A estreia contra o Flamengo levou 50 mil torcedores ao antigo Maracanã, um estádio construído para a Copa de 1950 e que tinha capacidade máxima para até 200 mil expectadores, e que na Copa de 2014, foi reduzido para 74 mil lugares.
Um dos ídolos da história gloriosa do Botafogo carioca, o time da ‘Estrela Solitária’ e que, ao lado do Santos, formavam a base da seleção brasileira no final da década de 1950 e no início da de 1960, Garrincha chegou ao time e, logo no primeiro treino, deu trabalho ao lateral-esquerdo Nilton Santos, outro gigante do futebol mundial.
No dia 10 de junho de 1953, Nílton Santos teve um dos treinamentos mais difíceis da sua carreira. Garrincha chegava ao Botafogo para um teste e foi recebido pelo técnico Gentil Cardoso, que o colocou para jogar de ponta direita no time reserva. E quem marcaria Garrincha, até então desconhecido? Nílton Santos, o lateral-esquerdo da seleção brasileira. Confira abaixo o relato do treino no livro Estrela Solitária, a biografia de Garrincha, de Ruy Castro.
“Quando aquele ponta novato dominou a bola e parou para esperá-lo, Nílton partiu tranqüilo para desarmá-lo. Tranquilo até demais – porque, quando se deu conta, já havia sido driblado para fora. Correu atrás dele e, quando emparelharam, o ponta freou cantando os pneus. Ficaram de novo frente a frente. Nílton entrou duro para assustá-lo, mas foi driblado outra vez – e do mesmo jeito. Em outra jogada, minutos depois, o pontinha cometeu a suprema indelicadeza e enfiou-lhe a bola entre as pernas. Até então, Nílton Santos nunca permitiria tal desfeita a ninguém. Tudo isso é fato, mas o tempo exagerou o que aconteceu. Os relatos futuros criaram a ilusão de um fantástico baile de Garrincha em Nílton Santos. E não foi bem assim. Houve lances em que Nílton Santos também desarmou Garrincha com facilidade e igualmente o driblou”.
O relato acima explica a correria dos dirigentes do Botafogo após o treinamento para fazer Garrincha “assinar qualquer papel” para segurá-lo. Nílton Santos foi consultado e deu a sua opinião favorável. “O garoto é um monstro. Acho bom vocês o contratarem. É melhor ele conosco do que contra nós”.
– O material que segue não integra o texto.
PR #52, opened 2025-10-05
Update manager.go

drondeseries:
Explanation of the Fix
Original Code:

Go

func (c *Config) GetActualMountPath(provider string) string {
    return filepath.Join(c.MountPath, provider)
}
Corrected Code:

Go

func (c *Config) GetActualMountPath(provider string) string {
    // FIX: Do not join the provider name. Return the MountPath directly.
    return c.MountPath
}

Anos depois, Nílton lembrou daquele dia com saudade. “Eu vi um cara todo estranho, todo torto e pensei: ‘É mais um que vem treinar’. Não era. Balançou e passou por mim várias vezes. Eu perguntei: ‘O que é isso?’. Nem ele sabia explicar aquele drible. Ele ia levando a bola e de repente escapava sem o marcador nem notar”.
Bicampeão mundial pela seleção brasileira, em 1958, na Suécia, no despertar de Pelé para o futebol mundial, ao título de 1962, na Copa do Chile, onde se transformou em um dos maiores jogadores da competição quando o Rei se retirou por contusão, Mané também passou pelo Corinthians, em 1966, Flamengo, em 1969 e, finalmente, o Olaria, um modesto time da Zona Norte do Rio.
Novamente Ruy Castro narra em ‘A Estrela Solitária,’ a angústia do artista ao pressentir o pano cerrando à sua frente:
Agora que não precisava ser tão assíduo, Garrincha ia todo dia ao campinho da rua Bariri. Ninguém lhe pedia para treinar ou fazer ginástica. Deixavam-no à vontade, mas, por conta própria, dava duas ou três voltas ao redor do campo, quase sempre caminhando. Às vezes arriscava uma corridinha. Gostava também de participar das brincadeiras de bobo com os outros jogadores – que nunca o deixavam ser o bobo.
A tristeza era evidente nos seus olhos injetados, como no dia em que admitiu para Roberto Pinto [técnico]: “Eu sinto tanto não poder fazer mais o que eu fazia, Roberto”. Ainda bem que Mané conseguiu deixar para a história do futebol ribeirão-pretano um lampejo de sua genialidade.